▶ _Task objective_
Could you copy every entry exactly, with nothing changed?

▶ _Records provided_
PR #54, opened 2023-05-15
Support creating a `JUnitTestCase` from a `DefaultTestSet` alone

nickrobinson251:
- in particular make `PerfStats` optional
- cc @mcmcgrath13

### DIFF
--- a/src/junit_xml.jl
+++ b/src/junit_xml.jl
@@ -28,7 +28,7 @@ end
 mutable struct JUnitTestCase  # TestItem run
     const name::String
     counts::JUnitCounts
-    stats::PerfStats
+    stats::Union{PerfStats, Nothing} # Additional stats not available from the testset
     error_message::Union{String,Nothing} # Additional message to include in `<error>`
     logs::Union{Vector{UInt8},Nothing} # Captured logs from a `@testitem`
 end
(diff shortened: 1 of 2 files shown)


nickrobinson251:
xref https://relationalai.atlassian.net/browse/RAI-12694

quinnj (approved):

src/junit_xml.jl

▶ _Response_
PR #54, opened 2023-05-15
Support creating a `JUnitTestCase` from a `DefaultTestSet` alone

nickrobinson251:
- in particular make `PerfStats` optional
- cc @mcmcgrath13

### DIFF
--- a/src/junit_xml.jl
+++ b/src/junit_xml.jl
@@ -28,7 +28,7 @@ end
 mutable struct JUnitTestCase  # TestItem run
     const name::String
     counts::JUnitCounts
-    stats::PerfStats
+    stats::Union{PerfStats, Nothing} # Additional stats not available from the testset
     error_message::Union{String,Nothing} # Additional message to include in `<error>`
     logs::Union{Vector{UInt8},Nothing} # Captured logs from a `@testitem`
 end
(diff shortened: 1 of 2 files shown)


nickrobinson251:
xref https://relationalai.atlassian.net/browse/RAI-12694

quinnj (approved):

src/junit_xml.jl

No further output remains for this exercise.